Using instance hardness measures in curriculum learning
- 0 Collaborators
Curriculum learning consists of training strategies for machine learning techniques in which the easiest observations are presented first, progressing into more difficult cases as training proceeds. ...learn more
Project status: Under Development
Overview / Usage
Curriculum learning consists of training strategies for machine learning techniques in which the easiest observations are presented first, progressing into more difficult cases as training proceeds. For assembling the curriculum, it is necessary to order the observations a dataset has according to their difficulty. This work investigates how instance hardness measures, which can be used to assess the difficulty level of each observation in a dataset from different perspectives, can be used to assemble a curriculum. Experiments with four CIFAR-100 sub-problems have
demonstrated the feasibility of using the instance hardness measures, the main advantage is on convergence speed and some datasets accuracy gains can also be verified.
Methodology / Approach
The usage of HM in CL is simple using the methodology proposed in [Hacohen and Weinshall 2019]. We embed HM as the scoring function f in Algorithm 1, allowing the use of those metrics with minimal modifications to the CLframework, which we describe next. All HMs as described in Section 2 are already standardized so that higher values are output for harder instances. The PyHard package was used in the computation of the HM 1 . In our experimental evaluation, we use as base an experimental framework delineated in the recent work of [Hacohen and Weinshall 2019] 2 , which uses a convolutional network (CNN) of moderate size for classifying a group of images from the CIFAR-100 dataset. The CIFAR-100 dataset contains 60,000 32x32x3 colored images divided into 100 classes [Krizhevsky et al. 2009]. The classes are also grouped into super-classes, each one comprising five similar classes. Each super-class contains 3,000 images, further divided into 2,500 training images and 500 test images. The datasets used in this work are: (i) “people”, (ii) “small mammals”, (iii) “trees” and (iv) “vehicles 2”, which show different difficulty levels.

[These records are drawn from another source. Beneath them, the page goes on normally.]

PR #114, opened 2020-04-03
Using defaults for snapping margins

nicoladefranceschi:


Rectangle/Defaults.swift
```diff
@@ -19,6 +19,10 @@ class Defaults {
     static let almostMaximizeHeight = FloatDefault(key: "almostMaximizeHeight")
     static let almostMaximizeWidth = FloatDefault(key: "almostMaximizeWidth")
     static let gapSize = FloatDefault(key: "gapSize")
+    static let marginTop = FloatDefault(key: "marginTop", defaultValue: 5)
+    static let marginBottom = FloatDefault(key: "marginBottom", defaultValue: 5)
+    static let marginLeft = FloatDefault(key: "marginLeft", defaultValue: 5)
+    static let marginRight = FloatDefault(key: "marginRight", defaultValue: 5)
```
rxhanson, line 25: Provided "gapSize" is already here, margin could be confused for gaps between windows. Maybe "snapEdgeMarginTop", etc?

(I figure it's best to change it now so that it doesn't mess you up later if I end up changing it)

nicoladefranceschi: done!

nicoladefranceschi:
I made the required changes

rxhanson:
@nicoladefranceschi By the way, I forgot to mention that as per my contribution policy, if you want licenses for my other apps, just drop me a line on https://gitter.im

PR #122, opened 2020-04-15
"最初の1/3" is more appropriate translation for "First Third".

k1dee:
As you can see
"First Third" → "最初の1/3" not "最初の3番目"
"Center Third" → "中央の1/3"
"Last Third" → "最後の1/3"


rxhanson:
Thanks!

PR #132, opened 2020-04-25
Simplified Chinese localizations update

L1cardo:
1. correct incorrect Simplified Chinese localizations to make it more Chinese
2. fix some missing Simplified Chinese localizations

image
image

### DIFF
--- a/Podfile.lock
+++ b/Podfile.lock
@@ -1,6 +1,6 @@
 PODS:
   - MASShortcut (2.4.0)
-  - Sparkle (1.22.0)
+  - Sparkle (1.23.0)
 
 DEPENDENCIES:
   - MASShortcut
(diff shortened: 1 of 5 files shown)


L1cardo:
> Thanks! In order to merge this in, I will need this pull request to only include Rectangle/zh-Hans.lproj/Main.strings and no other changes. Let me know if you need help getting it to that point.

I also changed one menu bar shortcut from “Q” to “cmd + Q”  you may want to check that.

About only including stuff, should I need to reopen the PR or you will help me do that?

rxhanson:
Thinking about it again, it's definitely easier if you make a new PR with just the localization, instead of trying to modify the existing one. 

Thanks for the heads up on the q modifier. I've always seen the command symbol on that menu item without explicitly setting it, but maybe there's some edge cases I'm not aware of. I'll take a look at that again.

PR #133, opened 2020-04-25
Simplified Chinese localizations update

L1cardo:
correct incorrect Simplified Chinese localizations to make it more Chinese

### DIFF
--- a/Rectangle/zh-Hans.lproj/Main.strings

The CNN used in the experiments has eight convolutional layers with 32, 32, 64, 64, 128, 128, 256 and 256 filters, respectively. The first six layers have filters of size 3 x 3, while the last two layers have filters of size 2 x 2. Additionally, in every second layer there is a 2 x 2 max-pooling layer and a 0.25 dropout layer. After the convolutional layers, the units are flattened and there is a fully-connected layer with 512 units followed by a 0.5 dropout layer. The output layer is a fully-connected layer with a number of output units equal to the number of classes, followed by a softmax layer. Finally, the network is trained using a SGD optimizer, with cross-entropy loss and batch size of 100.
Hacohen and Weinshall [Hacohen and Weinshall 2019] used a transfer scoringcfunction in their experiments. It takes the Inception network [Szegedy et al. 2016], pre-trained on the ImageNet dataset [Deng et al. 2009], runs it through each training set observation and uses the activation levels of the penultimate layer of the network as a feature vector. This yields a new dataset consisting of the extracted feature vectors of the images (with 2048 features) and their original labels. Finally, a SVM classifier is trained over this new dataset and this classifier’s classification probability scores are used as the scoring function. Given these scores, the network is trained using a fixed exponential pacing function. We also use the features from the Inception network to build the datasets fed into the HM, but without the need of making use of the SVM classifier.